As Simon Townsend has said "We continue to believe the tie offers the best operating model for the vast majority of our publicans."

So prove it Simon, Stephen, Andy et al. Now show what an attractive business model your tied leases are, by offering fair tied deals that only offer higher beer prices for a lower than market rent (which you don’t now) and real business support that your tenants want, rather than calling things tenants doesn't actually want or benefit from, some sort of benefit to them.

To any honest observer, all that Part 4 Clause 42 means to a fair and sustainable company is finally doing the very simple thing the Select Committee and Ministers have been asking these companies do to do - offering genuinely competitive deals to their own supposed business partners; deals that will allow them, as well as the pubco, to make money from the pub, whether they choose to remain tied or to pay rent only.

So it is time for the BBPA to stop misquoting already dubious figures, that don’t even relate to what has actually been voted through and to stop talking down their own members chances of survival.

It's time

It is time for the large pubcos to accept the decision and prove that their businesses are sustainable ones, as they claim they are. It is time to stop complaining and scaremongering, to stop threatening slash and burn like a retreating army and to instead sit down and make business models fair for both parties.

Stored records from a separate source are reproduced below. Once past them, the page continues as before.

PR #74, opened 2026-09-09
fix(review): scope a re-review to what changed, so a pull request can converge

### LINKED ISSUE #73: dunxonu re-reviews the whole diff on every push and never approves, so a PR accumulates unbounded rounds
`.github/workflows/dunxonu-review.yml` runs on every `synchronize`, and reviews
the whole pull request each time. On a PR that takes several pushes to satisfy,
that is not a review, it is a lottery re-rolled per push.

## What #70 did

Five review rounds, **24 inline findings**, and `COMMENTED` every single time:

```
03:44 COMMENTED    05:18 COMMENTED
04:12 COMMENTED    05:34 COMMENTED
05:11 COMMENTED
```

It never approved, at any point, including after every finding it had raised was
addressed.

### 1. Late rounds report code that has not changed since the first push

Round 3 (05:18) flagged `rssMeanMiB` in `src/resources.ts` and the duplicated
`Row` in `servers/drivers/pair.ts`. Both files were **untouched** between the
first push and the commit that round reviewed:

```
$ git log --oneline c1d9f3d..204f05a -- internal/bench/src/resources.ts
(nothing)
$ git log --oneline c1d9f3d..204f05a -- internal/bench/servers/drivers/pair.ts
(nothing)
```

Those findings were equally true in round 1 and equally reportable. They were not
reported, because the review is non-deterministic over the same input and each
push buys another draw. Every push therefore has a fresh chance to surface
something in code nobody touched, and a PR converges only by luck.

The findings themselves were good - both were real and both got fixed. The problem
is when they arrive, not whether they are right.

**Suggested fix:** for a `synchronize` after the first review, review
`<last-reviewed-sha>..HEAD` rather than `main...HEAD`. The last reviewed sha is
already available - `post-review.ts` submits against
`github.event.pull_request.head.sha`, so the previous one can be read back off the
PR's review list. A first review still sees the whole diff; later ones see what
actually changed.

### 2. The approve path is close to unreachable

`buildReview` in `scripts/post-review.ts` approves when the typed findings list is
present, empty, and there is no prose outside it, or when the `VERDICT: APPROVE`
sentinel appears with no findings. Both require the reviewer to find **nothing at
all**, and a model asked to review at `medium` effort will nearly always surface
something - a nit, a naming point, a duplicated formatter.

So "approve" in practice means "found literally zero things", which on any
non-trivial diff is never. There is no way to say "these are worth knowing and
none of them block".

**Suggested fix:** let severity decide the event, not the count. `ReportFindings`
already carries a `category` and the skill has severity levels; approving with
findings attached when none is above a bar would make the signal mean something.
`COMMENT` would then mean "nothing blocking, here are notes" and
`CHANGES_REQUESTED` would mean what it says.

## Why it matters

dunxonu submits `COMMENTED`, which does not block merge - so today this is cost
and noise rather than a gate failure. But it is real cost: five runs of a
20-minute-timeout job on one PR, and a reviewer that never signals "done" gives a
human no way to tell "still working" from "converged".

The `concurrency` block already collapses rapid pushes into one review, so the
cadence is deliberate. This is about what each review looks at and what it is
allowed to conclude.

## Not in scope

The review quality is good and should not be dialled down to fix this. Of the 24
findings on #70, one was declined and the rest were real, including a bug I had
introduced twice and an incorrect claim I had written into the docs. The fix is to
stop re-litigating unchanged code and to let it approve, not to make it find less.

petarzarkov:
Closes #73.

dunxonu re-reviewed the whole diff on every push, and it is not deterministic over
the same input, so unchanged code got a fresh chance to yield a finding on each
run.

#70 ran **five rounds, 24 findings, and never approved**. Round 3 reported
`rssMeanMiB` in `src/resources.ts` and a duplicated `Row` in
`servers/drivers/pair.ts` - and `git log` shows neither file was touched between
the first push and the commit that round reviewed:

```
$ git log --oneline c1d9f3d..204f05a -- internal/bench/src/resources.ts
(nothing)
```

Both findings were good, and both were equally reportable in round 1. The problem
is when they arrive, not whether they are right.

## The change

A review after the first reports only on files touched since **this account's**
previous review of the pull request. The first review still sees everything.

Out-of-scope findings are counted in the body, not dropped in silence - they were
reportable earlier and are still true, and hiding them would be this script
deciding what the author may see.

That also makes the approval reachable, which is the other half of #73. Approving
used to require the reviewer to find literally nothing, which on a real diff never
happened. Now: fix what was raised, push, and a review whose scope comes back
clean approves.

## Where it lives, and why not in the prompt

`post-review.ts`, deterministically. `/code-review` takes a pull request, not a
range, and an appended instruction to narrow it would lose to the command's own -
which this workflow already records twice as the reason two other appended
instructions were dropped.

## Edge cases

- **Last review found by authenticated account**, not a hardcoded login, so a
  human's review on the pull request cannot narrow the bot's scope.
- **A failed `compare`** - the old commit collected after a force-push - widens
  back to the whole diff rather than narrowing to nothing. Reviewing too much is
  the bug being fixed; reviewing nothing silently would be worse than it.
- **A finding with no file** cannot be attributed to one and is always kept.

Six new tests, including the convergence case: everything left in scope clean,
findings carried, `APPROVE`.

## Not done

#73 also suggested letting severity pick the event so a review could approve *with*
non-blocking notes. `ReportFindings` gives `post-review.ts` a category and a
verdict but no severity, so there is nothing to threshold on, and scoping makes
the approval reachable without it. Worth revisiting only if approvals still turn
out to be rare.

## Reviewing this

This pull request changes the reviewer that reviews it. The first review here runs
under the old behaviour, since the workflow on `main` is what runs; the effect is
visible from the second push onward, and on the next pull request.

## Summary by CodeRabbit

- **New Features**
  - Reviews now focus inline findings on files changed since the reviewer’s previous review.
  - Findings from unchanged files are summarized in the review body instead of being posted again.
  - Reviews still post actionable findings that are not associated with a file.
  - Reviews fall back to the full diff when file comparisons are incomplete.

- **Documentation**
  - Added workflow guidance explaining how review findings are scoped and summarized.

### DIFF
--- a/scripts/post-review.ts
+++ b/scripts/post-review.ts
@@ -54,6 +54,26 @@ export type Commentable = ReadonlyMap<string, ReadonlySet<number>>;
  */
 export type Scope = ReadonlySet<string> | null;
 
+/**
+ * GitHub's compare endpoint returns at most this many files and does not page
+ * past them, so a longer list has been silently truncated.
+ */
+export const COMPARE_FILE_CAP = 300;
+
+/**
+ * The scope a compare result supports, or `null` when it cannot be trusted to be
+ * complete.
+ *
+ * Suppressing a finding because its file fell off the end of a truncated list is
+ * the exact failure this scoping exists to prevent: a genuinely new problem,
+ * filed under "not repeated here", on a review that could then approve.
+ *
+ * Being wrong about the cap is safe in the direction that matters - too low
+ * reviews more than it needs to, and only too high could suppress.
+ */
+export const scopeFromCompare = (touched: readonly string[]): Scope =>
+  touched.length >= COMPARE_FILE_CAP ? null : new Set(touched);
+
 const VERDICT = /^VERDICT: (APPROVE|COMMENT)$/gm;
 
 /**
@@ -311,10 +331,11 @@ const lastReviewedSha = async (
 /**
  * The files touched since this reviewer last looked, or `null` when it has not.
  *
- * A `compare` that fails - the old commit garbage-collected after a force-push,
- * most likely - widens the scope back to everything rather than narrowing it to
- * nothing. Reviewing too much is the behaviour being fixed; reviewing nothing
- * silently would be worse than the bug.
+ * Both failure modes here widen rather than narrow. A `compare` that throws -
+ * the old commit garbage-collected after a force-push, most likely - and a
+ * response at the file cap both fall back to the whole diff. Reviewing too much
+ * is the behaviour being fixed; reviewing nothing silently would be worse than
+ * the bug.
  */
 const scopeSince = async (
   repo: string,
@@ -328,10 +349,13 @@ const scopeSince = async (
       await gh(['api', `repos/${repo}/compare/${since}...${head}`]),
     ) as { files?: { filename: string }[] };
     const touched = compared.files?.map((file) => file.filename) ?? [];
+    const scope = scopeFromCompare(touched);
     console.log(
-      `Reviewing ${touched.length} file(s) changed since ${since.slice(0, 7)}.`,
+      scope === null
+        ? `Compare returned ${touched.length} files, at or past the ${COMPARE_FILE_CAP} the API caps at, so the list may be short. Reviewing the whole diff.`
+        : `Reviewing ${touched.length} file(s) changed since ${since.slice(0, 7)}.`,
     );
-    return new Set(touched);
+    return scope;
   } catch (error) {
     console.log(
       `Could not compare ${since.slice(0, 7)}...${head.slice(0, 7)}, reviewing the whole diff: ${String(error)}`,
--- a/scripts/post-review.ts
+++ b/scripts/post-review.ts
@@ -32,6 +32,28 @@ export interface Review {
 /** Line numbers on the right-hand side of the diff, which are the commentable ones. */
 export type Commentable = ReadonlyMap<string, ReadonlySet<number>>;
 
+/**
+ * The files this review is allowed to report on, or `null` for all of them.
+ *
+ * `null` is the first review of a pull request, which sees the whole diff. Every
+ * review after it sees only the files touched since the previous one.
+ *
+ * **This is what lets a pull request converge.** The reviewer runs against the
+ * full diff on every push and is not deterministic over it, so unchanged code
+ * gets a fresh chance to yield a finding on each run. Measured on #70: round 3
+ * reported `rssMeanMiB` in `src/resources.ts` and a duplicated `Row` in
+ * `servers/drivers/pair.ts`, and `git log` shows neither file was touched between
+ * the first push and the commit that round reviewed. Both findings were equally
+ * true and equally reportable in round 1. Five rounds, 24 findings, and never an
+ * approval, because there was always something new to say about code nobody had
+ * changed.
+ *
+ * Findings outside the scope are counted in the body rather than dropped in
+ * silence: they were reportable earlier and are still true, and hiding them would
+ * be this script deciding what the author may see.
+ */
+export type Scope = ReadonlySet<string> | null;
+
 const VERDICT = /^VERDICT: (APPROVE|COMMENT)$/gm;
 
 /**
@@ -125,8 +147,16 @@ const at = (finding: Finding): string =>
 export const buildReview = (
   result: string,
   commentable: Commentable,
+  scope: Scope = null,
 ): Review => {
-  const findings = findingsIn(result);
+  const all = findingsIn(result);
+  const findings =
+    all === undefined || scope === null
+      ? all
+      : all.filter(
+          (finding) => finding.file === undefined || scope.has(finding.file),
+        );
+  const carried = (all?.length ?? 0) - (findings?.length ?? 0);
   const sentinel = verdictIn(result);
   const clean =
     findings !== undefined &&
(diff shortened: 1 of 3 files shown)


scripts/post-review.ts
```diff
@@ -244,6 +289,57 @@ const gh = async (args: readonly string[]): Promise<string> => {
...
+
+/**
+ * The files touched since this reviewer last looked, or `null` when it has not.
+ *
+ * A `compare` that fails - the old commit garbage-collected after a force-push,
+ * most likely - widens the scope back to everything rather than narrowing it to
+ * nothing. Reviewing too much is the behaviour being fixed; reviewing nothing
+ * silently would be worse than the bug.
+ */
+const scopeSince = async (
```
dunxonu, line 340: `scopeSince` builds the scope Set directly from `compared.files` with no pagination handling, but GitHub's compare API caps the returned file list at 300 entries with no way to page past it.

**How it fails:** A previous review lands on a commit, then a subsequent push changes more than 300 files since that commit (plausible in this monorepo across a large refactor or a rebase pulling in unrelated commits). `compared.files` silently contains only the first 300 filenames, so files past that cut are absent from `scope`. Genuinely new findings in those omitted files get filtered out by the `scope.has(finding.file)` check and folded into the 'carried, not repeated' body note instead of being posted as new inline comments - the opposite of what scoping is meant to guarantee (new changes always get reported).

dunxonu (commented):
**Actionable comments posted: 1**

- `scripts/post-review.ts:183` Scope filtering only applies to the parsed `findings` array; the raw-prose fallback branch returns `withoutVerdict(result)`, the full unfiltered original text, so any out-of-scope finding still shows up verbatim in the review body whenever the model's output has anything besides a bare JSON array.

</details>

petarzarkov:
Both of you found the same thing independently, and it is a real one - fixed in `0cf4264`.

The compare endpoint caps its file list at 300 and does not page past it, so a push touching more than that since the last review comes back silently short. Narrowing to a truncated list would file **genuinely new** findings under "not repeated here" and could then approve. That is precisely the failure this scoping was added to prevent, reintroduced by the mechanism meant to prevent it.

At or past the cap it now widens to the whole diff, which is the policy the throwing branch beside it already used: reviewing too much is the bug being fixed, reviewing nothing silently is worse than it. Being wrong about 300 is safe in the direction that matters - too low reviews more than it needs to, and only too high could suppress.

One thing I did beyond the suggested diff. Both proposals put the check inline in `scopeSince`, which is IO-bound and has no test. An untested branch in that path is how this would go unnoticed a second time, so the decision is now `scopeFromCompare`, pure and beside the type it produces, with three tests including the boundary at exactly the cap.

I considered computing the file list from local git instead - the workflow checks out with `fetch-depth: 0`, so `git diff --name-only since..head` would be exact and uncapped. I did not, because it makes the scope depend on what `actions/checkout` left in the workspace for a `pull_request` event, and trading a documented API cap this repository will realistically never hit for an assumption about the merge ref is the worse deal. Noting it in case someone disagrees.

`bun run ci` 13/13.

scripts/post-review.ts
```diff
@@ -244,6 +309,61 @@ const gh = async (args: readonly string[]): Promise<string> => {
...
 
+/**
+ * The commit this reviewer last posted a review against on this pull request, or
+ * `undefined` if this is the first.
+ *
+ * By the authenticated account rather than a hardcoded login: the workflow runs
+ * as whatever `DUNXONU_TOKEN` belongs to, and a review left by a human or by
+ * another bot must not narrow what this one looks at.
+ */
+const lastReviewedSha = async (
```
dunxonu, line 320: lastReviewedSha's two `gh api` calls (fetching the account login and the PR's review list) are not wrapped in a try/catch, unlike the compare call right after it in scopeSince.

**How it fails:** A transient failure in `gh api user` or `gh api --paginate repos/{repo}/pulls/{number}/reviews` (rate limit, network blip, secondary GitHub API limit) throws inside lastReviewedSha, propagates unhandled through scopeSince's `await lastReviewedSha(...)` at line 345 (which is called before the try block starts at line 347), and crashes the whole `post-review.ts` process before any review is posted. This is exactly the failure mode the surrounding comment says the code avoids ('reviewing nothing silently would be worse than the bug') for the compare call, but the same protection was not extended to the two calls immediately above it, so a flaky GitHub API turns a push into no review at all instead of a widened, full-diff review.

scripts/post-review.ts
```diff
@@ -244,6 +309,61 @@ const gh = async (args: readonly string[]): Promise<string> => {
...
+ * is the behaviour being fixed; reviewing nothing silently would be worse than
+ * the bug.
+ */
+const scopeSince = async (
+  repo: string,
+  number: string,
+  head: string,
+): Promise<Scope> => {
+  const since = await lastReviewedSha(repo, number);
+  if (since === undefined || since === head) return null;
```
dunxonu, line 346: When the last-reviewed commit equals the current head (e.g. a 'reopened' trigger with no new push since the last review), scopeSince returns null and the review is treated as unscoped, re-posting every finding as a fresh inline comment.

**How it fails:** A PR is closed and reopened without any new commits: the `reopened` workflow trigger fires, `since === head` is true, so `scopeSince` short-circuits to `null` (full scope) instead of an empty scope, and `buildReview` re-reports every previously-posted finding as new inline comments rather than converging or staying silent, contrary to the PR's stated convergence goal.

dunxonu (commented):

It is time to move on and start to face a more competitive and much more open market. So it really is time for the sector to accept this, whether a few companies and their discredited trade associations like it or not. The political fact is that the argument has been compressively won.

In reality, for all their threats of legal action, the large companies and their well paid lobbyists and public affairs companies know that. Too many MPs, from all sides of the House have heard from constituent licensees the unethical reality of the pubco tied model.

So the message is simple: accept the wind of change blowing through the sector and move to a fairer, more sustainable future and if you can’t, then you should never have been allowed to trade for so long.

The latter is what the BBPA’s current strategy is suggesting, indeed if they keep predicting doom it will become a self-fulfilling prophecy.

Optimism 

On the other hand I, the coordinator of the successful Fair Deal for Your Local campaign, is ironically more optimistic about their future and I await to see the fairer version of the tie that could once again make it a mutually attractive business model.

What I certainly look forward to a more open, more dynamic, more competitive pub sector with a more diverse ownership structure, with many more smaller, leaner operators involved – individual and companies, brewers and non brewers.

This is the change this sector has needed for years and all those with a future must embrace it. It need not be the end for Enterprise Inns and Punch Taverns, but it is the end of the skewed, unethical version of the tie that has done so much damage to so many pubs. They might not have seen our dramatic victory coming, but now that is has happened, the fortress walls have at last been breached and they can’t be rebuilt.

This genie can never now be put back in the bottle.

It is at last the moment of change. It is time for a fair deal for our locals.

Greg Mulholland MP is Chair of the Parliamentary Save the Pub group and Coordinator of the Fair Deal for Your Local campaign, CAMRA’s Parliamentary Campaigner of the Year and a Top 40 CAMRA campaigner of all time.